Stored data:
PR #580, opened 2022-07-19
Docs: updated network tunnel config

oliviamiannone:
**Description:**

Updates documentation to reflect the new network tunnel config per https://github.com/estuary/flow/pull/563

Eliminated reference to older config, even though it's backward-compatible, because it's not expected to be pertinent to the user.

---
This change is [Reviewable](https://reviewable.io/reviews/estuary/flow/580)

### DIFF
--- a/site/docs/concepts/connectors.md
+++ b/site/docs/concepts/connectors.md
@@ -316,27 +316,15 @@ materializations:
       connector:
         image: ghcr.io/estuary/materialize-postgres:dev
         config:
-          # When using a proxy like SSH tunneling, set to localhost
-          host: localhost
-          # Specify an open port on your local machine to connect to the proxy.
-          port: 15432
+          address: 127.0.0.1:5432
           database: flow
           user: flow_user
           password: secret
           networkTunnel:
             sshForwarding:
-              # Port on the local machine from which you'll connect to the SSH server.
-              # If a port is specified elsewhere in the connector configuration, it must match.
-              localPort: 15432
-              # Host or IP address of the final endpoint to which you’ll
-              # connect via tunneling from the SSH server
-              forwardHost: 127.0.0.1
-              # Port of the final endpoint to which you’ll connect via
-              # tunneling from the SSH server.
-              forwardPort: 5432
               # Location of the remote SSH server that supports tunneling.
               # Formatted as ssh://user@hostname[:port].
-              sshEndpoint: ssh://sshUser@198.21.98.1
+              sshEndpoint: ssh://sshUser@198.21.98.1:22
               # Private key to connect to the SSH server, formatted as multiline plaintext.
               # Use the YAML literal block style with the indentation indicator.
               # See https://yaml-multiline.info/ for details.
--- a/site/docs/concepts/connectors.md
+++ b/site/docs/concepts/connectors.md
@@ -309,12 +309,12 @@ or add the `networkTunnel` stanza directly to the YAML, as shown below.
 
 #### Sample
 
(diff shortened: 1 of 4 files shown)


site/docs/concepts/connectors.md
```diff
@@ -316,27 +316,15 @@ materializations:
       connector:
         image: ghcr.io/estuary/materialize-postgres:dev
         config:
-          # When using a proxy like SSH tunneling, set to localhost
-          host: localhost
-          # Specify an open port on your local machine to connect to the proxy.
-          port: 15432
+          address: 127.0.0.1:5432
```
willdonnelly, line 319: The `materialize-postgres` connector hasn't actually been updated to use `address` yet. But that's on my todo list for the near future, so I can throw that together tomorrow if it'll help to update the docs all at once.

site/docs/guides/connect-network.md
```diff
@@ -1,8 +1,9 @@
 # Configure connections with SSH tunneling
 
-Depending on your enterprise network security, you may need to use [SHH tunneling](https://www.ssh.com/academy/ssh/tunneling/example#local-forwarding), or port forwarding, to allow Flow
-to securely access your endpoint. This is configured within a capture or materialization definition, but
-before you can do this, you'll need a properly configured SSH server on your internal network or cloud hosting platform.
+Flow connects to certain types of endpoints — generally databases — using their IP address and port.
+To keep this connection secure, you can configure [SHH tunneling](https://www.ssh.com/academy/ssh/tunneling/example#local-forwarding), or port forwarding.
```
willdonnelly, line 4: Replace "**SHH** tunneling" with "**SSH** tunneling". Also I'd recommend saying "also known as port forwarding" rather than just "or" to make it clear that this is just one mechanism and not two.

willdonnelly, line 4: Perhaps "For added security" rather than "To keep this connection secure". In many cases the connection is plenty secure even in the absence of SSH tunneling, and it's just an added layer of defense-in-depth.

site/docs/guides/connect-network.md
```diff
@@ -157,34 +140,17 @@ To allow SSH tunneling to a database instance hosted on Azure, you'll need to cr
...
-* **Local Port** / `localPort`: the port on the localhost used to connect to the SSH server
 
-1. Use these to add SSH tunneling to your capture or materialization definition, either by filling in the corresponding fields
-  in a web app, or by working with the YAML directly. Reference the [Connectors](../../concepts/connectors/#connecting-to-endpoints-on-secure-networks) page for a YAML sample.
-
-2. Proxies like SSH are always run on an open port on your localhost,
-so you'll need to re-configure other fields in your capture or materialization definition.
-
-   1. Set the connector's host property to match `localhost` in the SSH configuration.
+* **Private Key** / `privateKey`: the contents of the PEM file
```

> **Task to complete**
Search the lines above for the string "which", then show every one that has it.

> **Reply**
-              # Port on the local machine from which you'll connect to the SSH server.
-              # Host or IP address of the final endpoint to which you’ll
-              # Port of the final endpoint to which you’ll connect via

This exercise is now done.